Identifying Security Critical Properties for the Dynamic Verification of a Processor

Presented as part of the 2017 HCSS conference.

ABSTRACT

Hardware companies conduct extensive testing and verification throughout the design phase, yet errata in the design persist to the final shipped product. Just as is the case with software, bugs in the hardware can create vulnerabilities that are exploitable by malicious software. The dynamic verification, post deployment, of security properties of a processor has been shown to be an effective way to prevent exploits of vulnerabilities that may exist within the processor [2]. However, the question of how to identify the security properties to verify remains an open one, with existing work relying on a manual process and human expertise to come up with a small set of security-critical properties [1, 2].

In this talk, I will discuss our research toward answering the question: what are the hardware properties that are critical to security? I will present a new methodology for semi- automatically identifying which security-critical properties to assert for the dynamic verifica- tion of a processor.

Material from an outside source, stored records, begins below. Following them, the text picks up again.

PR #1025, opened 2026-09-07
fix: address Composable Security review findings for v8.1 (LDO-af6d118a)

chasingrainbows:
## Description
Fixes from the Composable Security review of Lido Oracle v8.1 (report LDO-af6d118a, commit af6d118a).

- LDO-af6d118a-L01: the third phase of the accounting report now re-resolves the active signer after the sleep, not only the blockstamp. A member or delegate change enacted during the sleep is picked up before the extra data transaction is sent.
- LDO-af6d118a-L02: when the DataBus telemetry transaction is not confirmed within the timeout, `_send_telemetry` returns None and logs a warning with the tx hash instead of reporting it as sent. Telemetry stays fire-and-forget: no exception, no retry, no extra waiting, so the report flow is not affected.
- LDO-af6d118a-R02: the warning for a reporting address that is not a HashConsensus member and has no submit role now describes the observed condition and logs the reporting address and block hash.

R01 is not changed on purpose: the redundant operand in the submit delay calculation narrows the type for pyright.

Also: `DELEGATION_CONTRACT_ADDRESS` is now passed to the oracle services in `docker-compose.yml`.

## Related Issue/Task
- Related task: STC-903
- Epic: EDF (Execution Delegation Framework)

## How Has This Been Tested?
- [x] Local tests (`make test` for accounting, consensus, telemetry and smoke tests, `make lint`)
- [ ] Manual testing
- [ ] Not tested

## Checklist
- [ ] Documentation updated (not required)
- [x] New tests added


src/web3py/extensions/telemetry_data_bus.py
```diff
@@ -167,7 +168,16 @@ def _send_telemetry(self, tx: ContractFunction, w3: Web3, account: LocalAccount)
             time.sleep(_POLL_INTERVAL_SECONDS)
 
         if tx_hash:
-            return tx_hash
+            # The transaction was broadcast but not confirmed within the time budget.
```
hweawer, line 171: nit: actually log line says the same

hweawer (approved):

PR #1027, opened 2026-09-18
fix: relax the container healthcheck budgets

hweawer:
## Problem

The oracle containers on the testnet bots host flap between healthy and unhealthy, and `docker-autoheal` restarts them. Four restarts of `lido-oracle-accounting` in under three hours, with `lido-oracle-cm` going down 11 seconds before one of them.

The image healthcheck is the aggressive part:

```dockerfile
HEALTHCHECK --interval=10s --timeout=3s
```

No `--retries`, no `--start-period`, so Docker applies 3 retries and zero startup grace: **30 seconds of slow probing is enough to mark a container unhealthy, from its first second of life.**

`infra-mainnet` sets a `healthcheck:` override only for postgres, performance-collector and performance-web. The accounting, ejector, csm, csm-0x02 and cm services have none, so these image values are what actually runs in every environment — and each module is capped at 1.0 CPU there.

The probe `exec`s into the container and shares that single-core quota with the oracle loop, while starting a Python interpreter and importing `requests`. Measured at **~0.1s of CPU per probe**; a saturated cgroup stretches that past 3s.

## Evidence this is the probe and not the endpoint

The healthcheck server answers 503 only when `now - _last_pulse > MAX_CYCLE_LIFETIME_IN_SECONDS`, and that variable is not set anywhere in infra, so it defaults to **3000s**. Pulses arrive about every **380s** — once per epoch, since `pulse()` runs only in `run_cycle()` and the skip branch in `daemon_module.py:63` returns before it. An eightfold margin, nowhere near tripping.

Log evidence agrees. `Execute module.` — the only line followed by `pulse()` — appears immediately before and after every restart, so the pulse was fresh when the container was killed. And the fatal gap was 333s while gaps of 355s and 378s passed without incident, which no staleness threshold can produce.

## Change

```dockerfile
HEALTHCHECK --interval=30s --timeout=15s --retries=5 --start-period=120s
```

Applied to the image and to `x-healthcheck-defaults` in this repo's compose file so the two do not drift. 120s of grace plus 5 × 30s, so 150s of sustained failure is needed instead of 30s.


hweawer:
Closing: the fix belongs in infra, not in the image.

External operators run this image with 3s/10s and have no problem, which matches measurement — with no CPU quota the probe takes 0.19s, so 3s is a 15x margin. The flapping is specific to our deployment, where each oracle module is capped at 1.0 CPU (`service_oracle/defaults/main.yml:23-32`) on a host carrying ~24 containers with ~22 vCPU of aggregate limits.

Worth recording why the earlier tuning did not help: the oracle template has only ever had three `healthcheck:` blocks — postgres, performance-collector and performance-web. `d7935446c` "oracle healtchecks tuning" raised retries 3 to 5 on those, but accounting, ejector, csm, csm-0x02 and cm have never had an override at all, so they kept inheriting the image defaults.

Moving to infra-mainnet: a `healthcheck:` block for the five oracle services, plus the CPU question.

To start, we automatically generate a set of processor invariants using a modified version of Daikon, an invariant detection tool. This initial set of invariants will contain both invariants that matter to security and invariants that are mostly for functional correctness. We then bring a human in the loop to help with finding the security critical invariants (SCI). But rather than asking the human to go through these invariants one by one, an arduous task unlikely to produce optimal results given the 80,000+ invariants in the set and the architecture-specific details that characterize the invariants, we instead rely on the human to classify high-level processor errata as either security critical or purely functional. We observe that security-critical errata are vulnerabilities precisely because they violate some underlying security property, and we can use the errata to identify security-critical invariants: those that get violated when a security- critical erratum is triggered. This process produces a set of invariants that will defend against previously seen classes of security bugs. We then use machine learning techniques to identify additional invariants as security critical. The added invariants have the potential to defend against new classes of security bugs.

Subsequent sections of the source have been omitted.